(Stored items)
PR #6960, opened 2019-10-11
avoid using Stty, rely on Posix compliant os.get_terminal_size

### LINKED ISSUE #122: when service fails, abort and show stderr/stdout
If one of my services can't execute their `command:`, the only error I get is from a depending service saying it `Cannot link to a non running container`. Example:

```bash
$ fig up
Recreating syzygy_sabnzbd_1...
Recreating syzygy_sickbeard_1...
Attaching to syzygy_sabnzbd_1, syzygy_sickbeard_1
start: Cannot start container 156b95ed57fddf8c4a504d63d07b6a2e0281c09f765a066f64da7fee99731b2e: Cannot link to a non running container: /syzygy_sabnzbd_1 AS /syzygy_sickbeard_1/sabnzbd_1
```

I think it would be very helpful while still setting up a cluster if the first service whose `fig.yml`'s `command:` exits with something non-zero, would fail hard & fast, and preferably showing it's stderr.

### LINKED ISSUE #6843: Docker-compose `ps`, `top` or `images` emits the error "The system cannot find the path specified." on Windows
## Description of the issue

Usage of `docker-compose ps`, `docker-compose images` or `docker-compose top` will emit an error on Windows like:

```
PS C:\users\puppet> docker-compose ps --all
The system cannot find the path specified.
```

```
docker-compose version 1.25.0-rc2, build 661ac20e
docker-py version: 4.0.1
CPython version: 3.7.4
OpenSSL version: OpenSSL 1.1.1c  28 May 2019
```

```
Client:
 Version:           master-dockerproject-2019-08-01
 API version:       1.40
 Go version:        go1.12.7
 Git commit:        e505a7c2
 Built:             Fri Aug  2 00:02:45 2019
 Experimental:      false

Server:
 Engine:
  Version:          master-dockerproject-2019-08-01
  API version:      1.41 (minimum version 1.24)
  Go version:       go1.12.7
  Git commit:       4fb5e9e
  Built:            Fri Aug  2 00:12:20 2019
  OS/Arch:          windows/amd64
  Experimental:     true
```

N/A

1. Run `docker-compose images` on Windows

### Observed result

```
PS C:\users\puppet> docker-compose ps --all
The system cannot find the path specified.
```

### Expected result

```
PS C:\users\puppet> docker-compose ps --all
```

I tracked this using `procmon` (roughly the equivalent of `strace` on Windows). Once I had the commands being executed it was easy to backtrack into the compose source:

Screen Shot 2019-08-12 at 3 34 24 PM

`top`, `images` and `ps` all make a call like this ot format tabular output https://github.com/docker/compose/blob/7a7c9ff67a9716831c4ec2fdfa099b91a6c1858f/compose/cli/main.py#L616

The implementation of `Formatter.table()` calls https://github.com/docker/compose/blob/7ae632a9ee7530fcf81e212baa3e588f477ea862/compose/cli/formatter.py#L14

The use of `stty` is completely invalid on Windows as there is no concept of `stty`

A fun way to get the problem to go away is to create the directory `c:\dev` on Windows. Then after running `docker-compose images` the file `c:\dev\null` will be created with the contents:

```
PS C:\users\puppet> type \dev\null
'stty' is not recognized as an internal or external command,
operable program or batch file.
```

## Additional information

Windows 10 Build 1903 (19H1)

ndeloof:
Resolves #6843

image

### DIFF
--- a/requirements.txt
+++ b/requirements.txt
@@ -1,3 +1,4 @@
+backports.shutil_get_terminal_size==1.0.0
 backports.ssl-match-hostname==3.5.0.1; python_version < '3'
 cached-property==1.3.0
 certifi==2017.4.17
--- a/compose/cli/formatter.py
+++ b/compose/cli/formatter.py
@@ -2,20 +2,25 @@ from __future__ import absolute_import
 from __future__ import unicode_literals
 
 import logging
-import os
+import shutil
 
 import six
 import texttable
 
 from compose.cli import colors
 
+if hasattr(shutil, "get_terminal_size"):
+    from shutil import get_terminal_size
+else:
+    from backports.shutil_get_terminal_size import get_terminal_size
+
 
 def get_tty_width():
-    tty_size = os.popen('stty size 2> /dev/null', 'r').read().split()
-    if len(tty_size) != 2:
+    try:
+        width, _ = get_terminal_size()
+        return int(width)
+    except OSError:
         return 0
-    _, width = tty_size
-    return int(width)
 
 
 class Formatter:
--- a/setup.py
+++ b/setup.py
@@ -55,7 +55,8 @@ extras_require = {
     ':python_version < "3.2"': ['subprocess32 >= 3.5.4, < 4'],
     ':python_version < "3.4"': ['enum34 >= 1.0.4, < 2'],
     ':python_version < "3.5"': ['backports.ssl_match_hostname >= 3.5, < 4'],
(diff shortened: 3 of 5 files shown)


requirements.txt
```diff
@@ -1,3 +1,4 @@
+backports.shutil_get_terminal_size==1.0.0
```
chris-crone: I think you'll need to add this to `setup.py` too so that it's included when people do a `pip install`

PR #6964, opened 2019-10-14
Add working dir, config files and env file in service labels

guillaumerose:
The original intent is to be able to build an UI on top of docker-compose. These new fields allow us to discover a compose application and be able to act on it on behalf of the user (start, stop, restart).

```
$ docker inspect container1
....
"Labels": {
    "com.docker.compose.config-hash": "19601b04ec0b9c40755e416940dff4373e89880bb5b86c111d32b927b9b1a991",
    "com.docker.compose.container-number": "1",
    "com.docker.compose.oneoff": "False",
    "com.docker.compose.project": "v2-simple",
    "com.docker.compose.project.config_files": "tests/fixtures/v2-simple/docker-compose.yml,tests/fixtures/entrypoint-composefile/docker-compose.yml",
    "com.docker.compose.project.environment_file": "tests/fixtures/env/one.env",
    "com.docker.compose.project.working_dir": "/Users/guillaumerose/go/src/github.com/docker/compose/tests/fixtures/v2-simple",
    "com.docker.compose.service": "another",
    "com.docker.compose.version": "1.25.0dev"
}
```


guillaumerose:
PTAL @jdrouet

and800:
Hello! I have been debugging some issues with my Elasticsearch logs, and it seems this change is the cause of failure.

Although this patch only adds new labels, it changes the type of `com.docker.compose.project` label from `string` to `string with some nested attributes`. So there are the tools which rely on some typing for the labels (like filebeat+elasticsearch), and they may fail at this point.

Maybe it would be better to not reuse `com.docker.compose.project.` prefix? Although I'm afraid it's too late, somebody may be already relying on these new labels

ndeloof:
@and800 I hardly understand the issue you have with those new labels. As you lookup container metadata for label `com.docker.compose.project` you'll only get a string, as before. To access other labels you would need to explicitly lookup label `com.docker.compose.project.working_dir` and others. 

Sounds like you ElasticSearch query do aggregate `com.docker.compose.project*` into a complex object, while it should only look for single label `com.docker.compose.project`. Could you please tell me more about it ?

and800:
I have:
+ a single Elasticsearch cluster
+ many docker containers, which are run on many hosts
+ some of that containers are managed by docker-compose
+ Filebeat daemons, which harvest docker logs, add docker labels to that logs, and insert into Elasticsearch

With previous docker-compose version, there is `com.docker.compose.project` field in Elasticsearch index of `string` type. Recently I have added more hosts to my infrastructure, installed the most recent docker-compose on them, and connected them to the Elasticsearch cluster. With the new labels, Filebeat tries to insert a `com.docker.compose.project` field of type `Object` (with keys `value`, `config_files`, `environment_file`, `working_dir`), therefore insert operation fails (as the index already has that value of different type).

So for me it is a breaking change. We can actually blame Filebeat/Elastic for it, but I think that the label which has both value and child labels, is an example of quite controversial design.

ndeloof:
I can understand the frustration but labels are by nature key=values, not expected to be interpreted as attributes for a more complex data structure.

This is a pretty unexpected side effect of Filebeat behaviour with dot notation.
Changing labels to adopt `com.docker.compose.*` is feasible with a transition period, need to check with Desktop team about possible timeframe for this.

PR #6932, opened 2019-09-30
Large re-engineering of the build

jcsirot:
Improve the release process from Jenkins

PR #6967, opened 2019-10-16
Update engine to 19.03.3, and Alpine 3.10.2

thaJeztah:
See individual commit messages for details

Some things I noticed;

Although the Dockerfile defaults to Python 3.7.4, the build-debian stage installs `python2.7-dev` - is that correct? https://github.com/docker/compose/blob/79f29dd/Dockerfile#L43

The Dockerfile still has a FIXME, and pins to (older?) versions of `virtualenv` and `tox`. What's the easiest way to find out if those issues have been resolved? Will there be an error when updating to later versions, or does the breaking stuff happen "silently"? https://github.com/docker/compose/blob/79f29dd/Dockerfile#L51-L53

The circleci configuration uses Xcode 9.4.1, and was last updated a year ago; with Catalina being released, should we try testing against newer versions? https://github.com/docker/compose/blob/79f29dd/.circleci/config.yml#L5


thaJeztah:
@chris-crone @ndeloof @ulyssessouza ptal

ndeloof:
I can at least reply on your question regarding circleci build: @jcsirot has been working on migrating the whole build into a Jenkisfile, see https://github.com/docker/compose/pull/6932

chris-crone:
> Although the Dockerfile defaults to Python 3.7.4, the build-debian stage installs python2.7-dev - is that correct? https://github.com/docker/compose/blob/79f29dd/Dockerfile#L43

Not sure about this, @ulyssessouza can answer when he's back

> The Dockerfile still has a FIXME, and pins to (older?) versions of virtualenv and tox. What's the easiest way to find out if those issues have been resolved? Will there be an error when updating to later versions, or does the breaking stuff happen "silently"? https://github.com/docker/compose/blob/79f29dd/Dockerfile#L51-L53

The issue was that it broke the macOS build in a way that was not obvious. I haven't tried newer versions recently to see if this is fixed. `virtualenv` and `tox` are used for testing and build purposes so we're not shipping them.

chris-crone:
I believe most of this PR is replaced by: https://github.com/docker/compose/pull/7068

PR #6973, opened 2019-10-18
Set no-colors to true if CLICOLOR env variable is set to 0

### LINKED ISSUE #4116: --no-color does not disable colors on ERROR and WARNING logs
`docker-compose up -d --no-color` still displays ERROR messages with the word "ERROR" in red and the word "WARNING" in yellow.

It would also be nice if compose respected the `CLICOLOR=0` env variable as a synonym for `--no-color`.

glours:
Resolves #4116

if `--no-colors` flag is not set and `CLICOLOR` is defined with the value 0, Compose CLI should print log without any colors


compose/cli/main.py
```diff
@@ -1602,3 +1603,8 @@ def warn_for_swarm_mode(client):
             "To deploy your application across the swarm, "
             "use `docker stack deploy`.\n"
         )
+
+
+def set_no_color_if_clicolor(no_color_flag):
+    return True if no_color_flag or ('CLICOLOR' in os.environ and os.environ['CLICOLOR'] == "0") \
```
rumpl: Can we just `return no_color_flag or ('CLICOLOR' in os.environ and os.environ['CLICOLOR'] == "0")` ?

glours: Of course, done ;-)

compose/cli/main.py
```diff
@@ -1602,3 +1604,7 @@ def warn_for_swarm_mode(client):
             "To deploy your application across the swarm, "
             "use `docker stack deploy`.\n"
         )
+
+
+def set_no_color_if_clicolor(no_color_flag):
+    return no_color_flag or ('CLICOLOR' in os.environ and os.environ['CLICOLOR'] == "0")
```
rumpl: Use ‘os.environ.get()’

compose/cli/main.py
```diff
@@ -148,6 +149,7 @@ def setup_console_handler(handler, verbose, noansi=False, level=None):
     else:
         format_class = logging.Formatter
 
+    print(format_class)
```
rumpl: Oups

glours: What are you talking about? 😇

PR #6974, opened 2019-10-19
Add `device_cgroup_rules` support to 3.7 schema

gh2o:
It was last present in the 2.4 schema. I could not find why it was removed for 3.0, so I am adding it back in.

This option is needed to selectively share devices between host and container. [See here.](https://docs.docker.com/engine/reference/commandline/create/#dealing-with-dynamically-created-devices---device-cgroup-rule)

### DIFF
--- a/compose/config/config_schema_v3.7.json
+++ b/compose/config/config_schema_v3.7.json
@@ -127,6 +127,7 @@
           "registry": {"type": "string"}
         }},
         "depends_on": {"$ref": "#/definitions/list_of_strings"},
+        "device_cgroup_rules": {"$ref": "#/definitions/list_of_strings"},
         "devices": {"type": "array", "items": {"type": "string"}, "uniqueItems": true},
         "dns": {"$ref": "#/definitions/string_or_list"},
         "dns_search": {"$ref": "#/definitions/string_or_list"},


agners:
We reverted back to Docker Compose file 2.4 for this feature, it would be nice we can use latest Docker Compose format again.

ndeloof:
Need to also update [ServiceConfig](https://github.com/docker/cli/blob/master/cli/compose/types/types.go#L156) and check support by `docker stack deploy`.

Schema v3.7 is not latest, changes should take place on https://github.com/docker/cli/blob/master/cli/compose/schema/data/ which is the canonical place for compose file schema.

agners:
@ndeloof oh I see those schemas exist in two places, in the `cli` repo in `cli/compose/schema/data/` as well as the one here under `compose/config/`. It seems that the `cli` repo has schemas up to 3.9, so I guess a resync is needed first? This is quite confusing, which one is considered the master?

From what I can tell `device_cgroup_rules` is not supported in  `docker stack deploy`, so it probably would need to go to the list of `UnsupportedProperties` for now.

ndeloof:
a resync is indeed needed, see https://github.com/docker/compose/issues/7047

agners:
The property now is part of the upcomming 3.9 version of the compose-spec: https://github.com/compose-spec/compose-spec/pull/63

Issue #6890, opened 2019-09-09
Deprecate Python2


ulyssessouza:
**Is your feature request related to a problem? Please describe.**
As January 1st approaches, support for "Python 2" gets to its end. By deprecating it we can free some machine/time on CI and maybe simplify our "dependency matrix"

Note that this issue is not meant to be executed before the January 1st 2020.

**Describe the solution you'd like**
- [ ] Remove py2 from the build matrix in Jenkins
- [ ] Remove Python 2 from setup.py
- [ ] Remove `six` from requirements.txt

**Describe alternatives you've considered**
NA

**Additional context**
NA

funkyfuture:
two quick remarks:

1) dropping support for Python 2 also allows to employ language features for better readability, like dict comprehensions, set literals; new-style classes should be used and might provide leverage for further improvements.

2) why would the support for Python 2.7 be dropped when Python 3.2 and 3.4 is still supported though they [reached their eol](https://devguide.python.org/#status-of-python-branches).

ulyssessouza:
@funkyfuture I agree with the first remark, and for the second, I don't see any problem on dropping that. 
The point here is just that dropping 3.2 and 3.4 will just impact the `setup.py` and not the compose code itself, like removing all the `six` conditions inside the code that would be a fairly big PR

agronholm:
> dropping support for Python 2 also allows to employ language features for better readability, like dict comprehensions, set literals; new-style classes should be used and might provide leverage for further improvements.

I'm not arguing against dropping Python 2 support, but all of these language features are already supported on Python 2.

ndeloof:
There's probably many places a pure python 3 codebase could offer improvements, but my main motivation here is to reduce the maintenance effort.

SuperSandro2000:
and Python 2.7 is EOL and is going to be removed from the next Debian and Ubuntu releases.

DeeDeeG:
Hi,

> Remove the announcement banner in README.md

I think it could be worthwhile to leave this as a deprecation notice for some time _after_ the change, so folks with broken python support who come here can know what's up (that this is intentional, etc.)

Otherwise all sounds reasonable to me. :+1:

PR #6982, opened 2019-10-25
Fixed non-ascii error when using COMPOSE_DOCKER_CLI_BUILD=1 for Buildkit

smamessier:
When using 
```
DOCKER_BUILDKIT=1 docker-compose build
```
on compose's master, with docker version 18.09.8
I'm getting 
```
UnicodeDecodeError: 'ascii' codec can't decode byte 0xc2 in position 24: ordinal not in range(128)
```
which can be traced back to this line: https://github.com/docker/compose/blob/master/compose/service.py#L1809

The problem seems to be that the line read form `stdin` has non-ascii characters and `.startswith` fails when comparing a raw string with the unicode prefix `magic_word`. 

The culprit input line (which is part of the output of `docker build`) is
```
#1     duration: 26.788µs
```
which contains the utf-8 µ character: `\xc2\xb5`. `startswith` errors out as the prefix `magic_word` is a unicode string.

This fixes the problem by encoding magic_word before making the comparison.

### DIFF
--- a/compose/service.py
+++ b/compose/service.py
@@ -1806,7 +1806,10 @@ class _CLIBuilder(object):
                 line = p.stdout.readline()
                 if not line:
                     break
-                if line.startswith(str(magic_word)):
+                # Fix non ascii chars on Python2. To remove when #6890 is complete.
+                if six.PY2:
+                    magic_word = str(magic_word)
+                if line.startswith(magic_word):
                     appear = True
                 yield json.dumps({"stream": line})
 
--- a/compose/service.py
+++ b/compose/service.py
@@ -1806,7 +1806,7 @@ class _CLIBuilder(object):
                 line = p.stdout.readline()
                 if not line:
                     break
-                if line.startswith(magic_word):
+                if line.startswith(str(magic_word)):
                     appear = True
                 yield json.dumps({"stream": line})
 


thaJeztah:
thanks! 

ping @chris-crone PTAL

smamessier:
This seems to only work on Python 2.7 let me fix this.

thaJeztah:
Looks to be green now 👍. I'm not a maintainer in this repository; wondering if we can / should have a test for this (not sure if that's possible, but just brainstorming 😂)

@ndeloof @chris-crone ptal

smamessier:
You're right. Ideally we should add a test that breaks without this patch. I'm not a maintainer either so that would take me quite a bit of time to get into that.

smamessier:
I realized this patch may not be necessary. I was basically trying to use compose's master using
```
python setup.py develop
```
This probably assumes `python` is Python 3? Since string types and return type of stdin.readline has changed since python 2.7, it was failing. 

When I install `compose` using `python3 setup.py develop` I don't have this problem anymore. 
So unless we're supporting python 2.7 - which I doubt - we can dismiss this patch.

smamessier:
So should we merge this?

thaJeztah:
@ulyssessouza @chris-crone ptal

ulyssessouza:
Actually just adding an `if` before this line would be better to mark it as a Python2 issue, like:
```
if six.PY2:
    line = str(line)
```
So that's even easier to take this off when we execute #6890

I can do that now, and we are good to merge

smamessier:
Thanks a lot!

ulyssessouza:
Thank you @smamessier for the catch!

Issue #5905, opened 2018-04-25
Don't use red for CLI output unless there's an error


tedivm:
## Description of the issue

I'll admit this is kind of a silly request, but I think it would be nice if docker-compose avoided using the "red" cli text during normal operations. For most tools red means something bad happened, so I (and at least [eighteen other people](https://github.com/docker/compose/issues/4269#issuecomment-310674410)) think the CLI would be much better if it didn't use red.

shin-:
Running `git diff` must be an adventure for all 19 of you. :wink: 

Feel free to make a PR for it.

tedivm:
I'll definitely make a PR, I just wanted to make sure it would be appreciated first :-)

PR #6996, opened 2019-11-03
Make container service color deterministic, remove red from chosen colors

### LINKED ISSUE #4269: Allow colors for container log messages to be specified in docker-compose.yml
When debugging a particular group of containers run with `docker-compose`, one becomes very familiar with looking for messages reported from a certain color.  However, every once in a while these colors unpredictably change.  It would be nice if the RGB code could be specified for each container in the `docker-compose.yml` file, to ensure the colors are always what I expect.

Including @nweston, whose brought this idea to my attention.

ajlai:
Resolves #4269 (at least the deterministic color assignment part of it), and #5905

### DIFF
--- a/compose/cli/colors.py
+++ b/compose/cli/colors.py
@@ -41,9 +41,9 @@ for (name, code) in get_pairs():
 
 
 def rainbow():
-    cs = ['cyan', 'yellow', 'green', 'magenta', 'red', 'blue',
+    cs = ['cyan', 'yellow', 'green', 'magenta', 'blue',
           'intense_cyan', 'intense_yellow', 'intense_green',
-          'intense_magenta', 'intense_red', 'intense_blue']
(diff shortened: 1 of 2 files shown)


compose/cli/colors.py
```diff
@@ -41,9 +41,9 @@ def make_color_fn(code):
 
 
 def rainbow():
-    cs = ['cyan', 'yellow', 'green', 'magenta', 'red', 'blue',
+    cs = ['cyan', 'yellow', 'green', 'magenta', 'blue',
           'intense_cyan', 'intense_yellow', 'intense_green',
-          'intense_magenta', 'intense_red', 'intense_blue']
+          'intense_magenta', 'intense_blue']
```
loicwolff: Would be nice to remove `intense_blue` as well since it's not easily readable with a black background. Or considering replacing it with something else.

» TASK TO COMPLETE
Print from the line containing "Resolves #4269 (at" to the last line above, exactly as written.

» TASK RESULT
Resolves #4269 (at least the deterministic color assignment part of it), and #5905

### DIFF
--- a/compose/cli/colors.py
+++ b/compose/cli/colors.py
@@ -41,9 +41,9 @@ for (name, code) in get_pairs():
 
 
 def rainbow():
-    cs = ['cyan', 'yellow', 'green', 'magenta', 'red', 'blue',
+    cs = ['cyan', 'yellow', 'green', 'magenta', 'blue',
           'intense_cyan', 'intense_yellow', 'intense_green',
-          'intense_magenta', 'intense_red', 'intense_blue']
(diff shortened: 1 of 2 files shown)


compose/cli/colors.py
```diff
@@ -41,9 +41,9 @@ def make_color_fn(code):
 
 
 def rainbow():
-    cs = ['cyan', 'yellow', 'green', 'magenta', 'red', 'blue',
+    cs = ['cyan', 'yellow', 'green', 'magenta', 'blue',
           'intense_cyan', 'intense_yellow', 'intense_green',
-          'intense_magenta', 'intense_red', 'intense_blue']
+          'intense_magenta', 'intense_blue']
```
loicwolff: Would be nice to remove `intense_blue` as well since it's not easily readable with a black background. Or considering replacing it with something else.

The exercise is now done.